Select and copy out every line in the records containing "raise".
────────────────
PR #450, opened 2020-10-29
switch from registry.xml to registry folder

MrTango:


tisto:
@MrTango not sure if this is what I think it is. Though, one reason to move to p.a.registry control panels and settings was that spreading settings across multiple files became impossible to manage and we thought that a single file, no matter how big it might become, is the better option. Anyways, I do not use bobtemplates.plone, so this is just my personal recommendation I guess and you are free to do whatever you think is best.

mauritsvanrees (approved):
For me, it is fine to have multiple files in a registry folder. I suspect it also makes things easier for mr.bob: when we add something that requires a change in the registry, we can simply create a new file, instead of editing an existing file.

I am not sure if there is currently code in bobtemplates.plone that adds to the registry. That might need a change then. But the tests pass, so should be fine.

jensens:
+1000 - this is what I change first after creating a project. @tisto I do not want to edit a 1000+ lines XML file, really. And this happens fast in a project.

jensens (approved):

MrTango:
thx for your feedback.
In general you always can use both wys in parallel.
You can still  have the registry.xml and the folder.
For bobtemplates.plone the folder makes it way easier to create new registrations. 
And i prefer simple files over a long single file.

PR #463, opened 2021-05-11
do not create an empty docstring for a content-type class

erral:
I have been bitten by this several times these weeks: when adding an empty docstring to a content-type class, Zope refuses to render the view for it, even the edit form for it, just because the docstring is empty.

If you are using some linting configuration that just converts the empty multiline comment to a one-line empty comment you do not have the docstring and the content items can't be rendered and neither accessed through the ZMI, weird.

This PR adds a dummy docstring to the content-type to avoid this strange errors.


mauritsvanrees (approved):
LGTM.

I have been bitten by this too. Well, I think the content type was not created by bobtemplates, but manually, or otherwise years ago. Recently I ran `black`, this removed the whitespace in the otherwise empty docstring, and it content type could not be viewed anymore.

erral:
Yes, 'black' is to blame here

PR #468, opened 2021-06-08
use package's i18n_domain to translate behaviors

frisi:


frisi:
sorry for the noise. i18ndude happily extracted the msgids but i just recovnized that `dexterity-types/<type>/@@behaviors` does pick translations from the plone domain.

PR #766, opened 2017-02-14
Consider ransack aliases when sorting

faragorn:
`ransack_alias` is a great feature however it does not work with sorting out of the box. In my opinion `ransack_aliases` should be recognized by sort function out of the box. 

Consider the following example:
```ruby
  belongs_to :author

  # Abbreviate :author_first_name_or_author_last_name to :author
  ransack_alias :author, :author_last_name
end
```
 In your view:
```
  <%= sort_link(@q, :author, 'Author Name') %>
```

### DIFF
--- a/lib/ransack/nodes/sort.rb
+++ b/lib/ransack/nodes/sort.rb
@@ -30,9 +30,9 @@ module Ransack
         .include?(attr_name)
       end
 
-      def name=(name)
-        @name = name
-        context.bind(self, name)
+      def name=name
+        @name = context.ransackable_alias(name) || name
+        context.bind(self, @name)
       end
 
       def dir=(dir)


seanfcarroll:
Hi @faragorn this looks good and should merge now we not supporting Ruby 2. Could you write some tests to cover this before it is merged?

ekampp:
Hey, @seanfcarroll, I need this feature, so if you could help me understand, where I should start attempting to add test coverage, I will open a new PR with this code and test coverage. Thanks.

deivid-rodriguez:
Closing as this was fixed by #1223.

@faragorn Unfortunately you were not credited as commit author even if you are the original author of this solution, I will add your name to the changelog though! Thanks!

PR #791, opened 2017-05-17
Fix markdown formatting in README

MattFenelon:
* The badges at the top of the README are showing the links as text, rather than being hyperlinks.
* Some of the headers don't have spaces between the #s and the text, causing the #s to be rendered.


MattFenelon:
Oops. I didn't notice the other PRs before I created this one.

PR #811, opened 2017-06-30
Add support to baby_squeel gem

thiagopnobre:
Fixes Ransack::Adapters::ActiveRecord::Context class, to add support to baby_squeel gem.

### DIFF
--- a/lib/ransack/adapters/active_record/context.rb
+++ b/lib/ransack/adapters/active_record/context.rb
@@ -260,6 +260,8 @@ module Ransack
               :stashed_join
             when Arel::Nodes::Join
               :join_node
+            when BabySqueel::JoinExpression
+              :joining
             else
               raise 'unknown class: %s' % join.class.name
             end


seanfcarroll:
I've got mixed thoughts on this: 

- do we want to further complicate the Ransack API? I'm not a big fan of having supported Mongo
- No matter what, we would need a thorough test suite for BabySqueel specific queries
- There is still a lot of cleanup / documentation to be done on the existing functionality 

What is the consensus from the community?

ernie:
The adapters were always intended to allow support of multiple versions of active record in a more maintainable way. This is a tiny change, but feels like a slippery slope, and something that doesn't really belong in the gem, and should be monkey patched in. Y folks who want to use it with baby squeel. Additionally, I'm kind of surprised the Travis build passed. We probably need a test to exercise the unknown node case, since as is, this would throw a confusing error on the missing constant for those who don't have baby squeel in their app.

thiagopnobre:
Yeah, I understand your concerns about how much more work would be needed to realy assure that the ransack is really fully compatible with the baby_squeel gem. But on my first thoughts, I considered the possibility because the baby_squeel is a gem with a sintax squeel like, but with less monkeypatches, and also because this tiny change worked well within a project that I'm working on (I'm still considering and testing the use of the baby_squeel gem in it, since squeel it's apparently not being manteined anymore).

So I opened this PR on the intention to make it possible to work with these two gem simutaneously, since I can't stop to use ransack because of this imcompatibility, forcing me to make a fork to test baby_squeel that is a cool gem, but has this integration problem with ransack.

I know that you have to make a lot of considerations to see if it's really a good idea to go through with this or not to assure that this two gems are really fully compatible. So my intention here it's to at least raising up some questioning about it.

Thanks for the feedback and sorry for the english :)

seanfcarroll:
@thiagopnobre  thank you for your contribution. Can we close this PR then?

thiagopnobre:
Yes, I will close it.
────────────────
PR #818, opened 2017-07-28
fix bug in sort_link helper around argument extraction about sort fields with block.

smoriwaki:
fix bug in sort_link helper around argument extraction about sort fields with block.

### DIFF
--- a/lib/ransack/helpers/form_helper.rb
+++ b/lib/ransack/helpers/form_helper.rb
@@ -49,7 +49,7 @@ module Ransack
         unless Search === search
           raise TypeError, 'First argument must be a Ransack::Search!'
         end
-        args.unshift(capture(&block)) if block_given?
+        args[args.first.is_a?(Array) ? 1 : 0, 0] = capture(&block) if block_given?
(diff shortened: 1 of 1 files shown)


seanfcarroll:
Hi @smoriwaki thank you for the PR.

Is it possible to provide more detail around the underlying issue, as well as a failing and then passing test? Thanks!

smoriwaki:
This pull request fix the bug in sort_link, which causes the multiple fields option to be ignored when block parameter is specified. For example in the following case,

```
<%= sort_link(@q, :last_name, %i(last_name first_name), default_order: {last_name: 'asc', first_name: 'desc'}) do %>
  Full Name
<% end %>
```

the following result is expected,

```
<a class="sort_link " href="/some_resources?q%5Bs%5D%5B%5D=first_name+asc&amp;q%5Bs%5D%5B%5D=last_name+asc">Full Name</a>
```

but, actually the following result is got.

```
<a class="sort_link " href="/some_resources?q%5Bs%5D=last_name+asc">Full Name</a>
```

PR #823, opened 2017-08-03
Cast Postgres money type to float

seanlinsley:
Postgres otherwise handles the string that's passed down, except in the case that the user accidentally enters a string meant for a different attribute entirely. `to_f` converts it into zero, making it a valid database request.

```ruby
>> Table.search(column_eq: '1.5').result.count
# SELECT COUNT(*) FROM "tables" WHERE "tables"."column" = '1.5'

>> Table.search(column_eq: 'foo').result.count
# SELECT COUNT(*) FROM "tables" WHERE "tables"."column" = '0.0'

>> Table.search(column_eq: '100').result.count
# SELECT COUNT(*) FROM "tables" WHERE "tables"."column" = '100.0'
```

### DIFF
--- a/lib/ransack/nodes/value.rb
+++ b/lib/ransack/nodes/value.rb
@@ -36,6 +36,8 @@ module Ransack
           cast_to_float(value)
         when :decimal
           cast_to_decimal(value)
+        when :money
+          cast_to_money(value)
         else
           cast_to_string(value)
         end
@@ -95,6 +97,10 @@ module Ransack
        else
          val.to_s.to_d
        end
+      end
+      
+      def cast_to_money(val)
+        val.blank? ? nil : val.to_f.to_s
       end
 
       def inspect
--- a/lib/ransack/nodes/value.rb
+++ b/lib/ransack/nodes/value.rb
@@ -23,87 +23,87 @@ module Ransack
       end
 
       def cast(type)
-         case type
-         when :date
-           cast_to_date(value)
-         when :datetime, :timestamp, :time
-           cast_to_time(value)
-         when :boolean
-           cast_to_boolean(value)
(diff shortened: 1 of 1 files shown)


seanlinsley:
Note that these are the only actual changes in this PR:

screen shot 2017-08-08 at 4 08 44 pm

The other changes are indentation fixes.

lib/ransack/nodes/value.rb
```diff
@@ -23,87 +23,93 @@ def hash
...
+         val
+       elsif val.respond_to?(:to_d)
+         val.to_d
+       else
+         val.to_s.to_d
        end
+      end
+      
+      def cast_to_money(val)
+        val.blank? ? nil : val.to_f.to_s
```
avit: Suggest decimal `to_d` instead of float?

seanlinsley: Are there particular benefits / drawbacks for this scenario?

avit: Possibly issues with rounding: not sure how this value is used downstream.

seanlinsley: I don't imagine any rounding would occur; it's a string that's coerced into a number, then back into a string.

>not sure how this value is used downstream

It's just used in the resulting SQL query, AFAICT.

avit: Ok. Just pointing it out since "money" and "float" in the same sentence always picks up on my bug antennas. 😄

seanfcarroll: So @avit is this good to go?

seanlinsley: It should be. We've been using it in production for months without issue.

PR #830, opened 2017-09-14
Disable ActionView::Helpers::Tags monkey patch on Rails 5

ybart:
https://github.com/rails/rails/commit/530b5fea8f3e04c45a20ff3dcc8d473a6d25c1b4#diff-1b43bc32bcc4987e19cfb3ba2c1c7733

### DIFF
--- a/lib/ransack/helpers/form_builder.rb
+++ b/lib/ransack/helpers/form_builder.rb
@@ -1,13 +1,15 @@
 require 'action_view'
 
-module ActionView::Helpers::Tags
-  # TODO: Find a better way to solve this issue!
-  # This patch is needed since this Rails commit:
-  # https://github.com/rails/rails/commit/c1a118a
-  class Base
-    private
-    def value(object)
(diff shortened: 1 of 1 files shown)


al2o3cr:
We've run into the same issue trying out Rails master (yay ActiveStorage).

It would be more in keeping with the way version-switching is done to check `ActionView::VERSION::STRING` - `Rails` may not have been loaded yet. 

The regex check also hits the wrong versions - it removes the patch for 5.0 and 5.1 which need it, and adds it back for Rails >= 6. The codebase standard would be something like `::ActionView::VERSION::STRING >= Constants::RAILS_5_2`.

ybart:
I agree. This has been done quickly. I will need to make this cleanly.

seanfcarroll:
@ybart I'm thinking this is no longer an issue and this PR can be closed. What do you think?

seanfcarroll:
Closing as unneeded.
────────────────
- Task answer:
               raise 'unknown class: %s' % join.class.name
           raise TypeError, 'First argument must be a Ransack::Search!'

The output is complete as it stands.